Threads.@threads gives unexpected results

Hi, I am trying to optimize a simple function. I have written both devectorized and vectorized version codes for the function to see which one is faster. Here are the codes:
Vectorized:

function funvec(m::Int64,data::Array{Float64,2})

    a,b = data[:,1], data[:,2]
    M = Int(length(data[:,1]))
    n = Int(m*(m+1)/2)
    u = zeros(M,n)
    v = zero(u)
    k = 1
    for i in 1:m
       for j in 1:i #
              u[:,k] .= @. a^(i-j)*b^(j-1)
              if ((i-j)!=0)
                  v[:,k] .= @. (i-j)*a^(i-j-1)*b^(j-1)
              end

          k=k+1
       end
    end
    return u,v
end

Devectorized:


function fundevec(m::Int64,data::Array{Float64,2})
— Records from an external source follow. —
PR #10359, opened 2025-08-24
GH-10083: Apply NullAbility to `core` `endpoint` package

mjd507:
related to: #10083

### DIFF
--- a/spring-integration-core/src/main/java/org/springframework/integration/endpoint/MessageProducerSupport.java
+++ b/spring-integration-core/src/main/java/org/springframework/integration/endpoint/MessageProducerSupport.java
@@ -22,7 +22,6 @@ import org.reactivestreams.Publisher;
 import org.reactivestreams.Subscription;
 import reactor.core.publisher.Flux;
 
-import org.springframework.beans.factory.BeanFactory;
 import org.springframework.beans.factory.SmartInitializingSingleton;
 import org.springframework.core.AttributeAccessor;
 import org.springframework.integration.IntegrationPattern;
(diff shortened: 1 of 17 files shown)


spring-integration-core/src/main/java/org/springframework/integration/endpoint/MessageProducerSupport.java
```diff
@@ -68,17 +67,18 @@ public abstract class MessageProducerSupport extends AbstractEndpoint
 	@Nullable
 	private MessageReceiverObservationConvention observationConvention;
 
+	@SuppressWarnings("NullAway.Init")
```
artembilan: I believe this one is `@Nullable` as well.
See `getOutputChannel()` contact.
And then `getRequiredOutputChannel()`

artembilan (changes requested):

spring-integration-core/src/main/java/org/springframework/integration/endpoint/MessageProducerSupport.java
mjd507: updated. 
I did this due to I found below lifecycle method in this class.  
```java
	@Override
	public void afterSingletonsInstantiated() {
		Assert.state(this.outputChannel != null || StringUtils.hasText(this.outputChannelName),
				"'outputChannel' or 'outputChannelName' is required");
	}
```
will it not be called in some cases?

artembilan: It will be, but since that checks against one or another , both of them has to be treated equal. I guess `getOutputChannel` should do the trick.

    a,b = data[:,1], data[:,2]
    M = Int(length(data[:,1]))
    n = Int(m*(m+1)/2)
    u = zeros(M,n)
    v = zero(u)
    k = 1
    for i in 1:m
      for j in 1:i
          Threads.@threads for s in 1:M
                  u[s,k] =  a[s]^(i-j)*b[s]^(j-1)
                  if ((i-j)!=0)
                      v[s,k] =  (i-j)*a[s]^(i-j-1)*b[s]^(j-1)
                  end
            end
          k=k+1
       end
    end
    return u,v
end

Call them as

const m,N  =  200,200

data = rand(N,2)
@benchmark  funvec(m,data)

@benchmark fundevec(m,data)

I have two questions.
1-)
The above two functions are giving exactly same results and fundevec is faster for now. To make funvec faster I modify (by adding Threads.@threads before for loop) it as follows

function funvec(m::Int64,data::Array{Float64,2})
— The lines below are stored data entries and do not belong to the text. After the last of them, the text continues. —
PR #10360, opened 2025-08-26
GH-10083: Apply Nullability to some core support packages

ngocnhan-tran1996:
Related to: #10083

This commit applies Nullability to `support.channel`, `support.context` and `support.converter` packages

### DIFF
--- a/spring-integration-core/src/main/java/org/springframework/integration/channel/DefaultHeaderChannelRegistry.java
+++ b/spring-integration-core/src/main/java/org/springframework/integration/channel/DefaultHeaderChannelRegistry.java
@@ -261,7 +261,7 @@ public class DefaultHeaderChannelRegistry extends IntegrationObjectSupport
 
 	@Override
 	public String getComponentType() {
-		return "channel";
+		return "header-channel-registry";
 	}
 
 	protected record MessageChannelWrapper(MessageChannel channel, long expireAt) {
--- a/spring-integration-core/src/main/java/org/springframework/integration/channel/DefaultHeaderChannelRegistry.java
+++ b/spring-integration-core/src/main/java/org/springframework/integration/channel/DefaultHeaderChannelRegistry.java
@@ -259,6 +259,11 @@ public class DefaultHeaderChannelRegistry extends IntegrationObjectSupport
 		}
 	}
 
+	@Override
+	public String getComponentType() {
+		return "channel";
+	}
+
 	protected record MessageChannelWrapper(MessageChannel channel, long expireAt) {
 
 	}
--- a/spring-integration-core/src/main/java/org/springframework/integration/codec/CodecMessageConverter.java
+++ b/spring-integration-core/src/main/java/org/springframework/integration/codec/CodecMessageConverter.java
@@ -77,4 +77,9 @@ public class CodecMessageConverter extends IntegrationObjectSupport implements M
 		}
 	}
 
+	@Override
+	public String getComponentType() {
+		return "converter";
+	}
+
 }
--- a/spring-integration-core/src/main/java/org/springframework/integration/context/IntegrationObjectSupport.java
+++ b/spring-integration-core/src/main/java/org/springframework/integration/context/IntegrationObjectSupport.java
@@ -142,9 +142,8 @@ public abstract class IntegrationObjectSupport implements ComponentSourceAware, 
 	 * Subclasses may implement this method to provide component type information.
 	 */
 	@Override
-	@Nullable
 	public String getComponentType() {
-		return null;
+		return "integration-object-support";
 	}
 
 	@Override
--- a/spring-integration-core/src/main/java/org/springframework/integration/context/IntegrationObjectSupport.java
+++ b/spring-integration-core/src/main/java/org/springframework/integration/context/IntegrationObjectSupport.java
@@ -138,14 +138,6 @@ public abstract class IntegrationObjectSupport implements ComponentSourceAware, 
 		this.componentName = componentName;
 	}
 
-	/**
-	 * Subclasses may implement this method to provide component type information.
-	 */
-	@Override
-	public String getComponentType() {
-		return "integration-object-support";
-	}
-
 	@Override
 	public void setComponentSource(Object source) {
 		this.beanSource = source;
--- a/spring-integration-core/src/main/java/org/springframework/integration/endpoint/AbstractEndpoint.java
+++ b/spring-integration-core/src/main/java/org/springframework/integration/endpoint/AbstractEndpoint.java
@@ -201,6 +201,11 @@ public abstract class AbstractEndpoint extends IntegrationObjectSupport
 		}
 	}
 
+	@Override
+	public String getComponentType() {
+		return "endpoint";
+	}
+
 	/**
 	 * Stop the component and invoke callback.
 	 * @param callback the Runnable to invoke.
--- a/spring-integration-core/src/main/java/org/springframework/integration/endpoint/AbstractEndpoint.java
+++ b/spring-integration-core/src/main/java/org/springframework/integration/endpoint/AbstractEndpoint.java
@@ -201,11 +201,6 @@ public abstract class AbstractEndpoint extends IntegrationObjectSupport
 		}
 	}
 
-	@Override
-	public String getComponentType() {
-		return "endpoint";
-	}
-
 	/**
 	 * Stop the component and invoke callback.
 	 * @param callback the Runnable to invoke.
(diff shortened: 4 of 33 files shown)


spring-integration-amqp/src/main/java/org/springframework/integration/amqp/inbound/AmqpInboundChannelAdapter.java
```diff
@@ -290,7 +290,7 @@ private void setupRecoveryCallbackIfAny() {
 						context -> {
 							Message messageToRecover =
 									(Message) context.getAttribute(AmqpMessageHeaderErrorMessageStrategy.AMQP_RAW_MESSAGE);
-							if (messageToRecover != null) {
+							if (messageToRecover != null && context.getLastThrowable() != null) {
```
artembilan: Please, hold off these changes.
I'm aware of the failure over there after Spring AMQP migration to Spring Core Retry.
Stay tuned: will PR soon enough.
Thanks

artembilan (changes requested):

spring-integration-amqp/src/main/java/org/springframework/integration/amqp/inbound/AmqpInboundChannelAdapter.java
ngocnhan-tran1996: I think my changes may have caused the Spring AMQP failure. I’ve reverted the commit related to `amqp` module.

spring-integration-core/src/main/java/org/springframework/integration/support/channel/BeanFactoryChannelResolver.java
```diff
@@ -52,9 +53,9 @@ public class BeanFactoryChannelResolver implements DestinationResolver<MessageCh
 
 	private final Lock lock = new ReentrantLock();
 
-	private BeanFactory beanFactory;
+	private @Nullable BeanFactory beanFactory;
```
artembilan: `NullAway.Init` and remove that `Assert.state(this.beanFactory != null, "BeanFactory is required");` from critical path execution.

    a,b = data[:,1], data[:,2]
    M = Int(length(data[:,1]))
    n = Int(m*(m+1)/2)
    u = zeros(M,n)
    v = zero(u)
    k = 1
    for i in 1:m
       Threads.@threads for j in 1:i #
              u[:,k] .= @. a^(i-j)*b^(j-1)
              if ((i-j)!=0)
                  v[:,k] .= @. (i-j)*a^(i-j-1)*b^(j-1)
              end

          k=k+1
       end
    end
    return u,v
end

But in this case I can not get same results with fundevec. Can you explain why I get different results when I added Threads.@threads?
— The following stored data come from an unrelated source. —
PR #10364, opened 2025-08-29
GH-10083: Apply Nullability to `core` `handler` package

mjd507:
Related to: #10083

`MessageProcessorMessageSource` now provides a fake message to the underlying messageProcessor since the contract requires.

add `@Nullable` on `CheckedCallable.call()`, since in `LockRequestHandlerAdvice.doInvoke()`, there is a lambda `ExecutionCallback::execute` which will be running inside the `call()`, and its Nullable.

### DIFF
--- a/spring-integration-core/src/main/java/org/springframework/integration/core/ErrorMessagePublisher.java
+++ b/spring-integration-core/src/main/java/org/springframework/integration/core/ErrorMessagePublisher.java
@@ -70,7 +70,7 @@ public class ErrorMessagePublisher implements BeanFactoryAware {
 		this.errorMessageStrategy = errorMessageStrategy;
 	}
 
-	public final void setChannel(MessageChannel channel) {
+	public final void setChannel(@Nullable MessageChannel channel) {
 		this.channel = channel;
 	}
 
--- a/spring-integration-core/src/main/java/org/springframework/integration/core/RecoveryCallback.java
+++ b/spring-integration-core/src/main/java/org/springframework/integration/core/RecoveryCallback.java
@@ -35,6 +35,6 @@ public interface RecoveryCallback<T extends @Nullable Object> {
 	 * @param cause the cause of the failure
 	 * @return an Object that can be used to replace the callback result that failed
 	 */
-	T recover(AttributeAccessor context, Throwable cause);
+	T recover(AttributeAccessor context, @Nullable Throwable cause);
 
 }
--- a/spring-integration-core/src/main/java/org/springframework/integration/core/RecoveryCallback.java
+++ b/spring-integration-core/src/main/java/org/springframework/integration/core/RecoveryCallback.java
@@ -35,6 +35,6 @@ public interface RecoveryCallback<T extends @Nullable Object> {
 	 * @param cause the cause of the failure
 	 * @return an Object that can be used to replace the callback result that failed
 	 */
-	T recover(AttributeAccessor context, @Nullable Throwable cause);
+	T recover(AttributeAccessor context, Throwable cause);
 
 }
--- a/spring-integration-core/src/main/java/org/springframework/integration/endpoint/MessageProcessorMessageSource.java
+++ b/spring-integration-core/src/main/java/org/springframework/integration/endpoint/MessageProcessorMessageSource.java
@@ -19,6 +19,8 @@ package org.springframework.integration.endpoint;
 import org.jspecify.annotations.Nullable;
 
 import org.springframework.integration.handler.MessageProcessor;
+import org.springframework.integration.support.MutableMessageBuilder;
+import org.springframework.messaging.Message;
 
 /**
  * The {@link org.springframework.integration.core.MessageSource} strategy implementation
@@ -45,7 +47,9 @@ public class MessageProcessorMessageSource extends AbstractMessageSource<Object>
 
 	@Override
 	protected @Nullable Object doReceive() {
-		return this.messageProcessor.processMessage(null);
+		Message<Object> fakeMessage = MutableMessageBuilder.withPayload(new Object(), false).build();
+		// provide a fake message here since the contract of processMessage requires a NonNull Message.
+		return this.messageProcessor.processMessage(fakeMessage);
 	}
 
 }
--- a/spring-integration-core/src/main/java/org/springframework/integration/endpoint/MessageProcessorMessageSource.java
+++ b/spring-integration-core/src/main/java/org/springframework/integration/endpoint/MessageProcessorMessageSource.java
@@ -29,10 +29,14 @@ import org.springframework.messaging.Message;
  *
  * @author Artem Bilan
  * @author Gary Russell
+ * @author Jiandong Ma
  *
  * @since 5.0
  */
 public class MessageProcessorMessageSource extends AbstractMessageSource<Object> {
+
+	// provide a fake message since the contract of processMessage requires a NonNull Message.
+	static final Message<Object> FAKE_MESSAGE = MutableMessageBuilder.withPayload(new Object(), false).build();
 
 	private final MessageProcessor<?> messageProcessor;
 
@@ -47,9 +51,7 @@ public class MessageProcessorMessageSource extends AbstractMessageSource<Object>
 
 	@Override
 	protected @Nullable Object doReceive() {
-		Message<Object> fakeMessage = MutableMessageBuilder.withPayload(new Object(), false).build();
-		// provide a fake message here since the contract of processMessage requires a NonNull Message.
-		return this.messageProcessor.processMessage(fakeMessage);
+		return this.messageProcessor.processMessage(FAKE_MESSAGE);
 	}
 
 }
--- a/spring-integration-core/src/main/java/org/springframework/integration/handler/AbstractMessageProducingHandler.java
+++ b/spring-integration-core/src/main/java/org/springframework/integration/handler/AbstractMessageProducingHandler.java
@@ -76,7 +76,7 @@ import org.springframework.util.StringUtils;
 public abstract class AbstractMessageProducingHandler extends AbstractMessageHandler
 		implements MessageProducer, HeaderPropagationAware {
 
-	protected final MessagingTemplate messagingTemplate = new MessagingTemplate(); // NOSONAR final
+	protected final MessagingTemplate messagingTemplate = new MessagingTemplate();
 
 	private boolean async;
 
@@ -88,7 +88,7 @@ public abstract class AbstractMessageProducingHandler extends AbstractMessageHan
 	@Nullable
 	private MessageChannel outputChannel;
 
-	private String[] notPropagatedHeaders;
+	private String @Nullable [] notPropagatedHeaders;
 
 	private boolean selectiveHeaderPropagation;
 
@@ -113,7 +113,7 @@ public abstract class AbstractMessageProducingHandler extends AbstractMessageHan
 	@Override
 	public void setOutputChannelName(String outputChannelName) {
 		Assert.hasText(outputChannelName, "'outputChannelName' must not be empty");
-		this.outputChannelName = outputChannelName; //NOSONAR (inconsistent sync)
+		this.outputChannelName = outputChannelName;
 	}
 
 	/**
@@ -213,12 +213,10 @@ public abstract class AbstractMessageProducingHandler extends AbstractMessageHan
 	@Override
 	protected void onInit() {
 		super.onInit();
-		Assert.state(!(this.outputChannelName != null && this.outputChannel != null), //NOSONAR (inconsistent sync)
+		Assert.state(!(this.outputChannelName != null && this.outputChannel != null),
 				"'outputChannelName' and 'outputChannel' are mutually exclusive.");
 		BeanFactory beanFactory = getBeanFactory();
-		if (beanFactory != null) {
-			this.messagingTemplate.setBeanFactory(beanFactory);
-		}
+		this.messagingTemplate.setBeanFactory(beanFactory);
 		this.messagingTemplate.setDestinationResolver(getChannelResolver());
 		setAsyncIfCan();
 		if (!this.sendTimeoutSet) {
@@ -244,9 +242,9 @@ public abstract class AbstractMessageProducingHandler extends AbstractMessageHan
 		return this.outputChannel;
 	}
 
-	protected void sendOutputs(Object result, Message<?> requestMessage) {
-		if (result instanceof Iterable<?> && shouldSplitOutput((Iterable<?>) result)) {
-			for (Object o : (Iterable<?>) result) {
+	protected void sendOutputs(@Nullable Object result, Message<?> requestMessage) {
+		if (result instanceof Iterable<?> iterableResult && shouldSplitOutput(iterableResult)) {
+			for (Object o : iterableResult) {
 				produceOutput(o, requestMessage);
 			}
 		}
@@ -294,13 +292,12 @@ public abstract class AbstractMessageProducingHandler extends AbstractMessageHan
 	private Map<?, ?> obtainRoutingSlipHeader(MessageHeaders requestHeaders, Object reply) {
 		Map<?, ?> routingSlipHeader = requestHeaders.get(IntegrationMessageHeaderAccessor.ROUTING_SLIP, Map.class);
 		if (routingSlipHeader == null) {
-			if (reply instanceof Message) {
-				routingSlipHeader = ((Message<?>) reply).getHeaders()
+			if (reply instanceof Message<?> replyMessage) {
+				routingSlipHeader = replyMessage.getHeaders()
 						.get(IntegrationMessageHeaderAccessor.ROUTING_SLIP, Map.class);
 			}
-			else if (reply instanceof AbstractIntegrationMessageBuilder<?>) {
-				routingSlipHeader = ((AbstractIntegrationMessageBuilder<?>) reply)
-						.getHeader(IntegrationMessageHeaderAccessor.ROUTING_SLIP, Map.class);
+			else if (reply instanceof AbstractIntegrationMessageBuilder<?> messageBuilder) {
+				routingSlipHeader = messageBuilder.getHeader(IntegrationMessageHeaderAccessor.ROUTING_SLIP, Map.class);
 			}
 		}
 		return routingSlipHeader;
@@ -310,12 +307,11 @@ public abstract class AbstractMessageProducingHandler extends AbstractMessageHan
 	private Object obtainReplyChannel(MessageHeaders requestHeaders, Object reply) {
 		Object replyChannel = requestHeaders.getReplyChannel();
 		if (replyChannel == null) {
-			if (reply instanceof Message) {
-				replyChannel = ((Message<?>) reply).getHeaders().getReplyChannel();
+			if (reply instanceof Message<?> replyMessage) {
+				replyChannel = replyMessage.getHeaders().getReplyChannel();
 			}
-			else if (reply instanceof AbstractIntegrationMessageBuilder<?>) {
-				replyChannel = ((AbstractIntegrationMessageBuilder<?>) reply)
-						.getHeader(MessageHeaders.REPLY_CHANNEL, Object.class);
+			else if (reply instanceof AbstractIntegrationMessageBuilder<?> messageBuilder) {
+				replyChannel = messageBuilder.getHeader(MessageHeaders.REPLY_CHANNEL, Object.class);
 			}
 		}
 		return replyChannel;
@@ -438,7 +434,7 @@ public abstract class AbstractMessageProducingHandler extends AbstractMessageHan
 		return builder;
 	}
 
-	private Object getOutputChannelFromRoutingSlip(Object reply, Message<?> requestMessage, List<?> routingSlip,
+	private @Nullable Object getOutputChannelFromRoutingSlip(Object reply, Message<?> requestMessage, List<?> routingSlip,
 			AtomicInteger routingSlipIndex) {
 
 		if (routingSlipIndex.get() >= routingSlip.size()) {
@@ -446,7 +442,7 @@ public abstract class AbstractMessageProducingHandler extends AbstractMessageHan
 		}
 
 		Object path = routingSlip.get(routingSlipIndex.get());
-		Object routingSlipPathValue = null;
+		Object routingSlipPathValue;
 
 		if (path instanceof String string) {
 			routingSlipPathValue = getBeanFactory().getBean(string);
@@ -555,11 +551,13 @@ public abstract class AbstractMessageProducingHandler extends AbstractMessageHan
 		return true;
 	}
 
-	protected void sendErrorMessage(Message<?> requestMessage, Throwable ex) {
+	protected void sendErrorMessage(Message<?> requestMessage, @Nullable Throwable ex) {
 		Object errorChannel = resolveErrorChannel(requestMessage.getHeaders());
 		Throwable result = ex;
-		if (!(ex instanceof MessagingException)) {
-			result = new MessageHandlingException(requestMessage, ex);
+		if (!(result instanceof MessagingException)) {
+			result = ex == null
+					? new MessageHandlingException(requestMessage)
+					: new MessageHandlingException(requestMessage, ex);
 		}
 		if (errorChannel == null) {
 			logger.error(result,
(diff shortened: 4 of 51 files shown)


spring-integration-core/src/main/java/org/springframework/integration/core/RecoveryCallback.java
```diff
@@ -35,6 +35,6 @@ public interface RecoveryCallback<T extends @Nullable Object> {
 	 * @param cause the cause of the failure
 	 * @return an Object that can be used to replace the callback result that failed
 	 */
-	T recover(AttributeAccessor context, Throwable cause);
+	T recover(AttributeAccessor context, @Nullable Throwable cause);
```
artembilan: This is not correct.
That was really intentional when I have introduced this contract.
See its Javadocs.
It is like error handler in the `catch` block.
So, what kind of error handler it is if it can be used without an error?

This has caused a lot of problems in the project.
Try to build it locally first before pushing changes.

spring-integration-core/src/main/java/org/springframework/integration/core/ErrorMessagePublisher.java
```diff
@@ -70,7 +70,7 @@ public final void setErrorMessageStrategy(ErrorMessageStrategy errorMessageStrat
 		this.errorMessageStrategy = errorMessageStrategy;
 	}
 
-	public final void setChannel(MessageChannel channel) {
+	public final void setChannel(@Nullable MessageChannel channel) {
```
artembilan, line 73: Honestly, I am not a fun of setters accepting nulls.
Let's revise the place where it is used with null instead!

Plus, this doesn't look like a scope of your task for the `handler` package.

spring-integration-core/src/main/java/org/springframework/integration/endpoint/MessageProcessorMessageSource.java
```diff
@@ -45,7 +47,9 @@ public String getComponentType() {
 
 	@Override
 	protected @Nullable Object doReceive() {
-		return this.messageProcessor.processMessage(null);
+		Message<Object> fakeMessage = MutableMessageBuilder.withPayload(new Object(), false).build();
```
artembilan: This has to go to `static final` property of this class.
The message is fake, so it really can be reused every single time.
Then add your name to the `@author` list.

spring-integration-core/src/main/java/org/springframework/integration/handler/AbstractMessageProducingHandler.java
```diff
@@ -555,11 +551,13 @@ protected boolean shouldCopyRequestHeaders() {
 		return true;
 	}
 
-	protected void sendErrorMessage(Message<?> requestMessage, Throwable ex) {
+	protected void sendErrorMessage(Message<?> requestMessage, @Nullable Throwable ex) {
```
artembilan: I don't believe that this is correct.
I just cannot find where we pass null to this method.
Please, revise.

spring-integration-core/src/main/java/org/springframework/integration/handler/AbstractMessageProducingHandler.java
```diff
@@ -652,7 +648,7 @@ else if (exception != null) {
 			}
 		}
 
-		private void onFailure(Throwable ex) {
+		private void onFailure(@Nullable Throwable ex) {
```
artembilan: I see where you get it.
This is not OK, please, revise that `onFailure(exception instanceof CompletionException ? exception.getCause() : exception);`
And if `exception.getCause() == null` , propagate an `exception` itself.

spring-integration-core/src/main/java/org/springframework/integration/handler/AbstractReplyProducingMessageHandler.java
```diff
@@ -160,6 +160,7 @@ else if (!isAsync() && isLoggingEnabled()) {
 		}
 	}
 
+	@SuppressWarnings("NullAway") // dataflow analysis limitation
 	@Nullable
```
artembilan: If we already here, please, move `@Nullable` just before the return type.

spring-integration-core/src/main/java/org/springframework/integration/handler/ExpressionEvaluatingMessageHandler.java
```diff
@@ -35,6 +35,7 @@ public class ExpressionEvaluatingMessageHandler extends AbstractMessageHandler {
 
 	private final ExpressionEvaluatingMessageProcessor<Void> processor;
 
+	@SuppressWarnings("NullAway.Init")
```
artembilan: Well, with a recently raised concern for the `getComponentType()`, we should revise this as well.
Looks like we just don't need this property here and respective setter at all.
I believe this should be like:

2-) Can I optimize further, one of these two functions?

Thank you for your help.

One thought, that k=k+1 may not be synchronised.

1 Like

This k is a function of i,j which you can work out in closed form, something like j-1 + i*(1+i)÷2. Once you have that, it should be safe to thread the outermost loop, since iterations at different i never write into the same place.

However, Threads.@threads will divide the work equally, it would probably be better to use Threads.@spawn to make some number of chunks which can be queued up. Something like ThreadsX.foreach may automate this for you.

Besides threading, your loops probably want @inbounds, and avoiding a branch via v[s,k] = ifelse(i==j, 0.0, (i-j)*a[s]^(i-j-1)*b[s]^(j-1)) might help. LoopVectorization.@avx might also speed things up.

You might also be able to re-write things to accumulate these powers, instead of calling ^. You always have b[s]^(j-1) so could start at 1.0 and multiply that by b[s] at each step. But you’d have to figure out where to store it, possibly re-order the loops…

Thank you for your suggestions.